The pace of technological change and innovation was always going to slow down this decade. But Covid, Ukraine and a decoupling from Russia/China has further slowed it.

You need three things in abundance to create tech. First an advanced economy, which narrows down most of the world. Second you need lots of capital to burn while you make said advances. Finally you need lots of 20 and thirty something’s who will invent and develop the tech.

For the last 20 years we’ve had all of those conditions in the Western world. Boomers were at the height of their earnings potential and their kids were leaving home in droves letting them pour money into investments. Low interest rates abound because capital was looking for places to be utilized. China was the workshop of the world building low to mid range stuff allowing the West to focus its excess Millennials age workforce on value added and tech work.

Now in the USA boomers are retiring and there aren’t enough GenX to make up the difference. Millennials and finally getting down to household creation or their oldest cohorts (Xennials) just now entering into their mid 40s and starting to move up in their careers but they probably still have kids to support. So it will be some time before capital becomes plentiful again. Gen Z is large but they aren’t enough to back fill the loss of Millennials.

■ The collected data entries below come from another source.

PR #290, opened 2026-08-27
feat(destination, agent-memory, core): support binding rotation in HTTP clients

cassiofariasmachado:

## Description

Introduces a shared `HttpClient` + `XsuaaAuthProvider` layer in `core/` that all service module transports compose. Solves a silent failure mode where long-lived clients hold frozen credentials — after a BTP secret rotation the old token expires and every call fails with 401 until the client is re-instantiated.

Two layers of rotation resilience:
- **Proactive**: `ConfigFactory.has_changed()` checks the binding directory mtime before serving each cached token; on change it evicts the full token cache and re-reads credentials immediately.
- **Reactive**: `HttpClient.request` invalidates the token cache entry and retries once on any 401 response.

Migrates both `destination` and `agent_memory` modules to compose `HttpClient` directly (removes `HttpTransport` from `agent_memory`; replaces `TokenProvider` in `destination`). Rewrites unit test suites for both modules to use module-level `mock_http` fixtures and a `_make_response` helper.

## Related Issue

No linked issue.

## Type of Change

- [ ] Documentation update
- [x] Code refactoring
- [ ] Dependency update

## How to Test

1. Run `uv run pytest tests/agent_memory/` — 248 passed, 12 skipped
2. Run `uv run pytest tests/destination/` — all passing
3. Run `uvx pre-commit run --all-files` — all hooks pass (ruff-format, ruff-check, ty)

## Checklist

- [x] All tests pass locally

## Breaking Changes

None. `AgentMemoryClient` and `DestinationClient` public APIs are unchanged. Internal `HttpTransport` class is removed but was never part of the public API.

## Additional Notes

- `auditlog` and `data_anonymization` modules are out of scope for this PR and can adopt `HttpClient` in a follow-up.
- `data_anonymization` uses mTLS and would need an `MTlsAuthProvider` implementation.
- `ConfigFactory` is generic (`ConfigFactory[C]`) and can be reused by any future module that needs binding re-read on rotation.


src/sap_cloud_sdk/agent_memory/_http.py
```diff
@@ -0,0 +1,71 @@
...
+from typing import Any, Optional
+from urllib.parse import quote, urlencode
+
+from requests.exceptions import RequestException, Timeout
+
+from sap_cloud_sdk.agent_memory.exceptions import (
+    AgentMemoryHttpError,
+    AgentMemoryNotFoundError,
+)
+from sap_cloud_sdk.core._http_client import HttpClient, HttpMethod
```
NicoleMGomes: Do we really to encapsulate it on a specific request method for agent memory? It seems to me this is being used more for exceptions, but not sure if this is really required.

src/sap_cloud_sdk/agent_memory/config.py
```diff
@@ -163,24 +166,43 @@ def _load_config_for_instance(instance: str) -> AgentMemoryConfig:
...
+            return binding.extract_config()
+        except AgentMemoryConfigError:
+            raise
+        except Exception as exc:
+            raise AgentMemoryConfigError(
+                f"Failed to load Agent Memory configuration for instance '{instance}': {exc}"
+            ) from exc
+
+    return ConfigFactory(
+        module="hana-agent-memory",
```
NicoleMGomes: I believe we already have some enum for telemetry, can we extract it to core and reuse?

src/sap_cloud_sdk/agent_memory/config.py
```diff
@@ -163,24 +166,43 @@ def _load_config_for_instance(instance: str) -> AgentMemoryConfig:
...
+        return _make_agent_memory_factory(instance)()
     except AgentMemoryConfigError:
         raise
     except Exception as exc:
         raise AgentMemoryConfigError(
             f"Failed to load Agent Memory configuration for instance '{instance}': {exc}"
         ) from exc
+
+
+def _make_agent_memory_factory(instance: str) -> "ConfigFactory[AgentMemoryConfig]":
```
NicoleMGomes:
```suggestion
def _make_actory(instance: str) -> "ConfigFactory[AgentMemoryConfig]":
```
No need to add agent_memory if you are in the agent memory folder, context is already clear.

src/sap_cloud_sdk/destination/__init__.py
```diff
@@ -74,6 +77,20 @@
...
 
 
+def _build_destination_http(
+    instance: Optional[str], config: Optional[DestinationConfig]
+) -> HttpClient:
+    if config is not None:
+        auth = XsuaaAuthProvider(lambda: config)
+        binding = config
+    else:
+        factory = _make_destination_factory(instance or "default")
```
NicoleMGomes: I belive it would be better for us to have an constant for default instance in the destination module.

NicoleMGomes:
Great solution!

src/sap_cloud_sdk/destination/_http.py
```diff
@@ -1,311 +1,53 @@
...
-            extra_headers=headers,
+def _request(
+    http: HttpClient,
+    method: HttpMethod,
+    path: str,
+    *,
+    params=None,
+    json=None,
+    headers=None,
+    tenant_subdomain=None,
```
jeanscherf: Should we type these like we do in the agent memory one?
Nothing bad. Just consistency.

src/sap_cloud_sdk/agent_memory/_http.py
cassiofariasmachado: Agree, maybe we could move it to the client as a class method. What do you think?

src/sap_cloud_sdk/core/_http_client.py
```diff
@@ -0,0 +1,242 @@
...
+            path: Path appended to ``base_url``. Should start with ``/``.
+            tenant_subdomain: Subscriber tenant subdomain forwarded to the auth
+                provider for per-tenant token derivation.
+            **kwargs: Forwarded verbatim to :meth:`requests.Session.request`.
+
+        Returns:
+            Raw :class:`requests.Response`. Callers must check the status code.
+        """
+        response = self._execute(method, path, tenant_subdomain, **kwargs)
+        if response.status_code == 401 and self._auth_provider is not None:
```
jeanscherf: I'd like to see a test with this path (did I miss it?):
The 401 → invalidate → retry path in HttpClient.request

src/sap_cloud_sdk/core/secret_resolver/_config_factory.py
```diff
@@ -0,0 +1,80 @@
...
+            base_volume_mount=self._base_volume_mount,
+            base_var_name=self._base_var_name,
+            module=self._module,
+            instance=self._instance,
+            target=binding,
+        )
+        binding.validate()
+        return self._extract(binding)
+
+    def has_changed(self) -> bool:
```
jeanscherf, line 73: Also I'd like a test with this branch:
consider the baseline, the mtime change detection and the OSError guard.

src/sap_cloud_sdk/core/_http_client.py
```diff
@@ -0,0 +1,242 @@
...
+            raise RuntimeError(f"Failed to obtain OAuth2 token: {exc}") from exc
+
+        expires_in: int = token.get("expires_in", 3600)
+        expires_at = datetime.now() + timedelta(
+            seconds=expires_in - _TOKEN_EXPIRY_BUFFER_SECONDS
+        )
+
+        existing = self._cache.get(tenant_subdomain)
+        if existing is not None:
+            existing[0].close()
```
tiagoek: Liked the overall structure — the `has_changed()` + 401 retry is exactly the pattern we converged on in PR #256 for AI Core.

One thing caught my attention here: if two concurrent requests arrive for the same tenant (common in agents), both can fall into `_fetch_token()`. The first closes the `OAuth2Session` while the second may still be using it for an in-flight request — that surfaces as a `ConnectionError`, not a `401`, so the retry in `HttpClient.request` won't catch it. What do you think about deferring the `close()`, or at least putting a lock around `_cache`?

src/sap_cloud_sdk/core/_http_client.py
```diff
@@ -0,0 +1,242 @@
...
+            tenant_subdomain: Subscriber tenant subdomain forwarded to the auth
+                provider for per-tenant token derivation.
+            **kwargs: Forwarded verbatim to :meth:`requests.Session.request`.
+
+        Returns:
+            Raw :class:`requests.Response`. Callers must check the status code.
+        """
+        response = self._execute(method, path, tenant_subdomain, **kwargs)
+        if response.status_code == 401 and self._auth_provider is not None:
+            self._auth_provider.invalidate(tenant_subdomain)
```
tiagoek: On the reactive retry, `invalidate(tenant_subdomain)` evicts only that tenant's token. Since a binding rotation changes the global `client_secret`, all tenants will eventually hit a 401 — but each at their own token expiry time, so the current per-tenant retry handles it correctly. Not a bug, just worth noting: if you wanted to be more aggressive and avoid any 401 for the remaining tenants after the first one fires, calling `invalidate_all()` here would flush them all at once. The `has_changed()` path already covers this proactively anyway.

src/sap_cloud_sdk/agent_memory/_http.py
cassiofariasmachado: I did this change, please tell me if you though something different. The `_request` is now a private method on `AgentMemoryClient`. It uses `self._http` directly and keeps the same error-mapping and OData encoding logic.

src/sap_cloud_sdk/agent_memory/config.py
cassiofariasmachado: Done. Renamed to `_make_config_factory`.

src/sap_cloud_sdk/destination/_http.py
cassiofariasmachado: Done.

src/sap_cloud_sdk/core/_http_client.py
cassiofariasmachado: No, I missed it heheh

Now I think the test suite is more complete. The following scenarios were added:

- `test_401_triggers_invalidate_and_retry`: 401 triggers invalidate() and a second request returns 200.
- `test_401_without_auth_provider_is_not_retried`: no retry when there's no auth provider.
- `test_200_response_not_retried`: happy path, no retry or invalidation.
- `test_retry_uses_fresh_session_after_invalidate`: second `get_session()` call returns a fresh session after invalidation.

src/sap_cloud_sdk/core/secret_resolver/_config_factory.py
cassiofariasmachado: Done.

src/sap_cloud_sdk/core/_http_client.py
cassiofariasmachado: Great catch. Added a lock around the `_cache`.

src/sap_cloud_sdk/core/_http_client.py
cassiofariasmachado: Good note. I am keeping `invalidate(tenant_subdomain)` as-is for the reactive path. The reasoning: a 401 may be tenant-specific (e.g. a subscriber token revoked for compliance reasons), so flushing all tenants on a single 401 would be wrong in these cases.

src/sap_cloud_sdk/agent_memory/client.py
```diff
@@ -102,18 +105,66 @@ def __init__(
...
+                tenant_subdomain=tenant_subdomain,
+                headers={"Content-Type": "application/json"},
+                **kwargs,
+            )
+        except Timeout as exc:
+            raise AgentMemoryHttpError(
+                f"Request timed out: {method.value} {path}"
+            ) from exc
+        except RequestException as exc:
+            raise AgentMemoryHttpError(
```
tiagoek: **[FLAG] PY-CON-01**

String literal 'agentID' appears 3× — extract module-level constant

src/sap_cloud_sdk/agent_memory/client.py
```diff
@@ -102,18 +105,66 @@ def __init__(
...
+                f"Request failed: {method.value} {path} — {exc}"
+            ) from exc
```
tiagoek: **[FLAG] PY-CON-01**

String literal 'content' appears 5× — extract module-level constant

tiagoek:
## SDK Module Review

| Check | Status | Findings |
|-------|--------|----------|
| bdd | ✅ PASS | 0 |
| binding-shape | ✅ PASS | 0 |
| commits | ✅ PASS | 0 |
| concurrency | ✅ PASS | 0 |
| constants | ⚠️ FLAG | 3 |
| deletion-hygiene | ✅ PASS | 0 |
| deps-supply | ✅ PASS | 0 |
| disclosure | ✅ PASS | 0 |
| docs | ✅ PASS | 0 |
| errors-logging | ✅ PASS | 0 |
| hardcode | ✅ PASS | 0 |
| http-hygiene | ⚠️ FLAG | 1 |
| license-spdx | ✅ PASS | 0 |
| patterns | ⚠️ FLAG | 1 |
| pr-size | ✅ PASS | 0 |
| quality-gate-parity | ✅ PASS | 0 |
| secrets | ✅ PASS | 0 |
| testing-depth | ✅ PASS | 0 |
| versioning | ✅ PASS | 0 |


### Findings (5)

- **[FLAG] PY-CON-01** — String literal 'agentID' appears 3× — extract module-level constant ([inline on `src/sap_cloud_sdk/agent_memory/client.py:145`](https://github.com/SAP/cloud-sdk-python/pull/290#discussion_r3883514547))
- **[FLAG] PY-CON-01** — String literal 'invokerID' appears 3× — extract module-level constant ([inline on `src/sap_cloud_sdk/agent_memory/client.py:146`](https://github.com/SAP/cloud-sdk-python/pull/290#discussion_r3883514670))
- **[FLAG] PY-CON-01** — String literal 'content' appears 5× — extract module-level constant ([inline on `src/sap_cloud_sdk/agent_memory/client.py:147`](https://github.com/SAP/cloud-sdk-python/pull/290#discussion_r3883514775))
- **[FLAG] HTTP-01** — HTTP session created per invocation — prefer single instance in __init__ ([inline on `src/sap_cloud_sdk/core/_http_client.py:250`](https://github.com/SAP/cloud-sdk-python/pull/290#discussion_r3883514925))
- **[FLAG] PY-PT-08** — Public function `create_client` missing type annotations: return type ([inline on `src/sap_cloud_sdk/destination/__init__.py:82`](https://github.com/SAP/cloud-sdk-python/pull/290#discussion_r3883515036))

_5 finding(s): 5 posted as inline comment(s) on the affected lines, 0 not tied to a code line (listed above)._

---
_Generated by sdk-review-skill · v1_

src/sap_cloud_sdk/agent_memory/client.py
tiagoek, line 164: **[FLAG] PY-CON-01**

String literal 'agentID' appears 3× — extract module-level constant

src/sap_cloud_sdk/agent_memory/client.py
```diff
@@ -102,18 +105,66 @@ def __init__(
...
+                headers={"Content-Type": "application/json"},
+                **kwargs,
+            )
+        except Timeout as exc:
+            raise AgentMemoryHttpError(
+                f"Request timed out: {method.value} {path}"
+            ) from exc
+        except RequestException as exc:
+            raise AgentMemoryHttpError(
+                f"Request failed: {method.value} {path} — {exc}"
```
tiagoek, line 165: **[FLAG] PY-CON-01**

String literal 'invokerID' appears 3× — extract module-level constant

src/sap_cloud_sdk/agent_memory/client.py
tiagoek, line 166: **[FLAG] PY-CON-01**

String literal 'content' appears 5× — extract module-level constant

src/sap_cloud_sdk/core/_http_client.py
```diff
@@ -0,0 +1,266 @@
...
+        if self._auth_provider is not None:
+            session: requests.Session = self._auth_provider.get_session(
+                tenant_subdomain
+            )
+            # Use the auth provider's current base_url (updated on every token
+            # refresh) so requests go to the correct URL after secret rotation.
+            base_url = getattr(self._auth_provider, "base_url", None) or self._base_url
+        else:
+            if self._plain_session is None:
+                self._plain_session = requests.Session()
```
tiagoek: **[FLAG] HTTP-01**

HTTP session created per invocation — prefer single instance in __init__

src/sap_cloud_sdk/destination/__init__.py
```diff
@@ -73,6 +76,22 @@
 
 logger = logging.getLogger(__name__)
 
+_DEFAULT_INSTANCE = "default"
+
+
+def _build_destination_http(
```
tiagoek, line 83: **[FLAG] PY-PT-08**

Public function `create_client` missing type annotations: return type

src/sap_cloud_sdk/agent_memory/config.py
cassiofariasmachado: I will let this refactor for later because it will impact all modules.

src/sap_cloud_sdk/core/protocol/http/models.py
```diff
@@ -0,0 +1,274 @@
...
+        self._config = config_factory()
+        self._timeout = timeout
+        self._cache: dict[Optional[str], tuple[OAuth2Session, datetime]] = {}
+        self._lock = threading.Lock()
+
+    def get_session(self, tenant_subdomain: Optional[str] = None) -> OAuth2Session:
+        has_changed = getattr(self._config_factory, "has_changed", None)
+        if callable(has_changed) and has_changed():
+            with self._lock:
+                logger.info("Invalidating token cache due to secret rotation")
```
cassiofariasmachado: Not sure if we keep these logs or not. Any thoughts about it?

src/sap_cloud_sdk/destination/config.py
```diff
@@ -37,6 +37,9 @@
 from sap_cloud_sdk.destination.exceptions import ConfigError
 from sap_cloud_sdk.destination._models import TransparentProxy
 
+if TYPE_CHECKING:
+    from sap_cloud_sdk.core.secret_resolver import ConfigFactory
+
 _TRANSPARENT_PROXY_ENV_VAR = "APPFND_CONHOS_TRANSP_PROXY"
```
betinacosta, line 43: Should this be duplicated?

src/sap_cloud_sdk/core/_http_client.py
```diff
@@ -0,0 +1,274 @@
+"""Shared HTTP client with injectable authentication and rotation-resilient token management.
```
NicoleMGomes: shouldn't this be inside a http or protocol folder / package?

betinacosta:
General comment: Shouldn't we update the user-documentations?

src/sap_cloud_sdk/core/_http_client.py
cassiofariasmachado: Done

src/sap_cloud_sdk/destination/config.py
cassiofariasmachado: Fixed.

src/sap_cloud_sdk/core/protocol/http/models.py
NicoleMGomes: I believe we can keep, but as debug

NicoleMGomes (dismissed):

NicoleMGomes (dismissed):

NicoleMGomes:
WhatsApp Image 2026-08-12 at 16 28 59

NicoleMGomes (dismissed):

NicoleMGomes (approved):

ArthurTonial (approved):
Image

Ohh I made a point to highlight that this was a US demographic phenomena. Europe and Japan do not have a large Millennial or GenZ populations to replace their aging boomers. We have no modern economic model to map out what will happen to them.

China is going through a demographic collapse worse than what you see in Europe or Japan. Only they aren’t rich to compensate add in the fact that they decided to antagonize their largest trading partners in the West causing the decoupling we are now seeing.

The loss of their labor means the West has to reshore or find alternative low wage markets for production and expend a lot of capital to build out the plant in those markets to do so.

Add on top geopolitical instability of the Ukraine and you have a recipe for slower tech growth.